How do we feel about ourselves? How do we value ourselves? What factors influence these evaluations? Are there fluctuations in these ratings? Are we able to do certain things as well as others? These are some of the questions that psychologists have tried to answer on their way to a definition accepted by most theorists in the field.
It has been established that self-esteem is a relatively stable affective orientation towards the self. Coopersmith (1967) said that when we talk about self-esteem, we refer to general positive and negative evaluations of oneself. What is important to remember, according to the author, is that self-esteem is not a singular, invariable trait (apud. Brehm S., Kassin S., 1989, p. 67). It has several components and even if, on the whole, our self-evaluation is positive, there are times when, for various reasons, we feel either incompetent or worthless or we evaluate certain aspects positively and others negatively. But because of the need for internal consistency and stability, self-esteem remains essentially stable throughout life, and although there are periods when it is affected by a series of events, it seems to return to its original level when environmental conditions normalise.
However, some fluctuations in self-esteem have been observed due to inevitable changes in the development of the individual throughout life. Thus, a decline was observed at the beginning of the school period, which continued until adolescence, before rising again in adulthood, reaching a peak in the curve in the mid-1960s. After the age of 70 a decline is again observed, primarily due to the physical and emotional deterioration specific to this age (Robins et al., 2002, p. 431).
The consequences of high or low self-esteem therefore stem from the way people relate to everyday events. Research shows that individuals with a high level of self-esteem are more satisfied with their lives (Diener, 1984, apud. Twenge J., Campbell K., 2001,, p.321), have lower levels of anxiety or depression (Tennen and Herzberger, 1987, apud. Twenge J., Campbell K., 2001, p.321) and are characterized by positive affectivity (Pelham and Swann, 1989, apud. Twenge J., Campbell K., 2001, p. 321). In contrast, those with high self-esteem, low self-esteem are depressed, anxious, pessimistic about their future, feel incompetent and rather subject to failure due to a vicious circle that causes self-fulfilling prophecies (Brokner, 1983, in Brehm S., Kassin S., Individuals with high self-esteem tend to evaluate themselves in socially desirable terms, presenting themselves as sociable, emotionally stable, creative, kind, benevolent, a tendency that may affect measures of self-esteem.
While these statements can be made with some certainty, little is known about the personality characteristics that distinguish low from high self-esteem individuals. Understanding the link between self-esteem and personality traits is essential primarily because the two constructs share the same developmental basis. On the one hand, just as temperament is innate, 30% of the variance in self-esteem is explained by genetic differences (Kendler et al., 1998, apud. Robins et al., 2001, p. 464), and on the other hand, underlying temperamental characteristics influence individuals' behavioural tendencies as well as feelings about themselves. Moreover, it appears that self-esteem and personality have a direct influence on each other, which means that behavioural patterns influence self-perception and self-evaluation, and self-esteem plays an important role in the choice of strategies for coping and adapting to new environmental conditions. Robins et al. (2001) exemplify this idea: an individual with low self-esteem lacks the confidence to engage in a wider range of social behaviours and consequently becomes an introvert.
Many recent studies increasingly emphasize the existence of correlations between self-esteem and the dimensions of the pentafactor model, mainly strong correlations with the emotional stability factor (neuroticism), medium correlations with extraversion and conscientiousness, and weak correlations with agreeableness and openness to novelty (Goldberg & Rosolack, 1994, apud. Robins et al. 2001, p. 465).

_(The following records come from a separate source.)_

PR #257, opened 2016-01-11
Adding the infrastructure for enabling browser tests for the service worker.

delapuente:


delapuente:
@marco-c this is some boilerplate needed to start writing the tests. Do you mind to review? Asking @mykmelez for additional input.

I'm not adding these tests to the `test` task as it is not possible to run them without the browsers, so, AFAIK, they can not be executed on Travis but at least, we could test the worker inside the Service Worker environment.

Notice that enabling testing the service worker without browsers is still possible if we _browserify_ the serviceworker and export [`oghliner` API](https://github.com/mozilla/oghliner/blob/master/templates/app/offline-worker.js#L35), mocking everything else.

Actually tests for this interface is exactly what I'm going to do but I prefer to run them inside the real context to be as realistic as possible.

gulpfile.js
```diff
@@ -74,6 +76,23 @@ gulp.task('serve', function () {
   });
 });
 
+gulp.task('sw-test', function () {
```
mykmelez: Nit: I would call this _test-sw_ so the task name starts with a verb.

mykmelez:
> I'm not adding these tests to the test task as it is not possible to run them without the browsers, so, AFAIK, they can not be executed on Travis but at least, we could test the worker inside the Service Worker environment.

It's ok to start with a separate task that we can run locally, but it seems like it should be possible to run these tests on Travis too. For [PluotSorbet](https://github.com/mozilla/pluotsorbet), we use [SlimerJS](http://slimerjs.org/) to run tests in Travis on Firefox/Gecko, and presumably [PhantomJS](http://phantomjs.org/) works similarly for testing on WebKit (although that's not the same thing as testing in Chrome).

Also, Firefox and Chrome themselves are installed in Travis environments and can be run via xvfb. [GUI and Headless Browser Testing](https://docs.travis-ci.com/user/gui-and-headless-browsers/) talks about browser testing on Travis generally, while [How to run JavaScript tests in Chrome on Travis](http://swizec.com/blog/how-to-run-javascript-tests-in-chrome-on-travis/swizec/6647) describes a particular example.

Of course we have to make sure we have a version of each browser that supports service workers. And I'm unfamiliar with Karma, so I don't know how easy it is to hook it up. It's fine to start with tests that just run locally. However, ultimately we should enhance those tests to run in Travis too, and it seems possible to do.

delapuente:
You're completely right. @marco-c was enlightening me about ways of testing browsers on Travis. Waiting for his feedback as well.

package.json
```diff
@@ -33,6 +33,7 @@
     "LICENSE"
   ],
   "dependencies": {
+    "chai": "^3.4.1",
```
marco-c: These dependencies (`chai`, `karma*` and `sinon`) shouldn't be in `dependencies`.

marco-c:
We talked on IRC about SlimerJS and Selenium, but we'll probably be able to directly use Karma on Travis, we just need to download the browsers and maybe create custom karma launchers (they're pretty simple, for example: https://github.com/karma-runner/karma-firefox-launcher/blob/master/index.js).

Here's some documentation: http://karma-runner.github.io/0.8/plus/Travis-CI.html

marco-c:
We'll need to use a custom launcher also because that one doesn't really work on Linux (it always picks up the globally installed Firefox, it doesn't care if it's Nightly, Aurora, etc.).

delapuente:
Don't worry about the launchers, we must override binary paths for the browser via environment variables. It is a known issue I already experimented when working with Arch Linux.

Issue #213, opened 2015-11-19
Test the service worker


delapuente:
We should provide tests for testing the service worker in different platforms.

PR #259, opened 2016-01-12
Testing cacheResources()

delapuente:
@marco-c do you mind to take a look? It's not complete but if you give me feedback now, I can progressively add more tests (a function per commit) and I can fix style errors ASAP.


gulpfile.js
```diff
@@ -94,7 +94,7 @@ gulp.task('test-sw', function () {
 });
 
 gulp.task('pre-test', function () {
-  return gulp.src(['lib/**/*.js'])
+  return gulp.src(['lib/**/*.js,!lib/service-worker/**'])
```
marco-c: This path doesn't exist, does it?

marco-c: Maybe you haven't `git add`ed it?

delapuente: That's not even correct. Let me see what happen there.

delapuente:
@marco-c I finished with the tests. All the API is covered. If you don't mind to take a second look. :)

delapuente:
Fix #213

test/service-worker/testServiceWorker.js
```diff
@@ -0,0 +1,309 @@
...
+  describe('cacheResources()', function () {
+
+    var mockedOkResponse = { ok: true };
+    var mockedFailingResponse = { ok: false };
+    var testTimestamp = 1234567890;
+
+    function allResourcesInCache(resources, cache) {
+      var requests = [];
+      var responses = [];
+      for (var call = 0, entry; entry = cache.put.args[call]; call++) {
```
marco-c: Nit: forEach

test/service-worker/testServiceWorker.js
```diff
@@ -0,0 +1,309 @@
...
+
+        assert(sameRequestURL(resultUrl, originalUrl));
+      });
+    });
+  });
+
+  describe('prepareCache()', function () {
+    function createNonEmptyCache(name) {
+      return self.caches.open(name)
+        .then(function (cache) {
```
marco-c: Nit: for promises, we're using the Q-style in most of the code, e.g.:

``` Javascript
  return self.caches.open(name)
  .then(function(cache) {
    // ...
  });
```

It doesn't really matter though.

marco-c:
Looks good to me.
What do you think about splitting the testServiceWorker.js file in multiple files? (one for each function)

delapuente:
I will fix all the nits and I agree on splitting the test. Maybe not one per method but some of them would be more readable if they were in their own files.

PR #264, opened 2016-01-20
Use arrow functions in the service worker

marco-c:


marco-c:
Ah, tests are failing on Node.js v0.12 because it doesn't support arrow functions.

templates/app/offline-worker.js
```diff
@@ -54,52 +56,44 @@
...
+          }
+          console.error('Error fetching ' + url + ', status was ' + response.status);
+        });
+      })));
     },
 
     // Remove the offline caches not controlled by this worker.
     clearOtherCaches: function () {
-      var deleteIfNotCurrent = function (cacheName) {
+      return self.caches.keys()
```
delapuente, line 84: I would prefer to keep the name as I think it adds readability. We can transform it into an arrow function but keeping the name:

``` js
var deleteIfNotCurrent = cacheName => {
  if (cacheName.indexOf(this.CACHE_PREFIX !== 0 || cacheName === this.CACHE_NAME) {
    return Promise.resolve();
  }
  return self.caches.delete(cacheName);
};

return self.caches.keys()
.then(keys => Promise.all(keys.map(deleteIfNotCurrent)));
```

marco-c, line 84: I originally did this, then made it an anonymous function and added a comment.
I can add it back if you prefer.

test/service-worker/testCacheResources.js
```diff
@@ -29,14 +27,17 @@ describe('cacheResources()', function () {
 
     self.oghliner.RESOURCES = [];
     sinon.stub(Date, 'now').returns(testTimestamp);
-    sinon.stub(self, 'fetch').returns(Promise.resolve(mockedOkResponse));
-    sinon.stub(oghliner, 'prepareCache').returns(Promise.resolve(mockCache));
+    sinon.stub(self, 'fetch', function(request) {
```
delapuente: These changes are not related to this PR. Do you mind to drop them? We can discuss them in another PR.

marco-c: Removed it.

templates/app/offline-worker.js
delapuente, line 84: I missed the comment. Maybe we can write:

``` js
.then(cacheNames => Promise.all(cacheNames.map(cacheName => {
  var isAPreviousCache = cacheName.startsWith(this.CACHE_PREFIX) && cacheName !== this.CACHE_NAME;
  return isAPreviousCache ? self.caches.delete(cacheName) : Promise.resolve();
});
```

What do you think (I tend to delay the use of comments as much as possible). You can use `.startsWith()`. It is not ES5 but, you know, this PR is about converting into arrow functions. ;)

delapuente:
Cool, let's merge.

delapuente:
@marco-c the [build is failing](https://travis-ci.org/mozilla/oghliner/builds/103666609) but there are no differences between the HEAD of the repository and 47ce4b3 which is ok. I'm testing locally and I cannot reproduce the error with latest Node. Can you take a look?

marco-c:
@delapuente it was an intermittent issue.

delapuente:
Ok, it failed me three times in a row but it's good to hear and makes sense. ;)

One of the criticisms of the aforementioned research is that the relationships found between self-esteem and personality traits are mediated by social desirability, but even in the condition where the facade response bias was controlled, strong correlations of self-esteem with extraversion, emotional stability, and conscientiousness continued to emerge (Robins et al., 2001). The explanation offered by the authors referred to Coopersmith's definition of self-esteem and the process of constructing self-evaluation, with self-esteem and social desirability being almost conceptually impossible to separate.
Biological gender also seems to have a strong influence. Men have higher levels of self-esteem than women (Major et al, 1999, apud. Robins et al, 2002); self-esteem correlates more strongly with extraversion and conscientiousness in men and agreeableness in women (Block & Robins, 1993, apud. Robins et al, 2001, p. 467), a pattern that suggests an influence of gender stereotyping.
The discussion these authors bring to the attention of future research is whether a particular personality profile determines a particular level of self-esteem and whether there is a link between personality characteristics and fluctuations in self-esteem.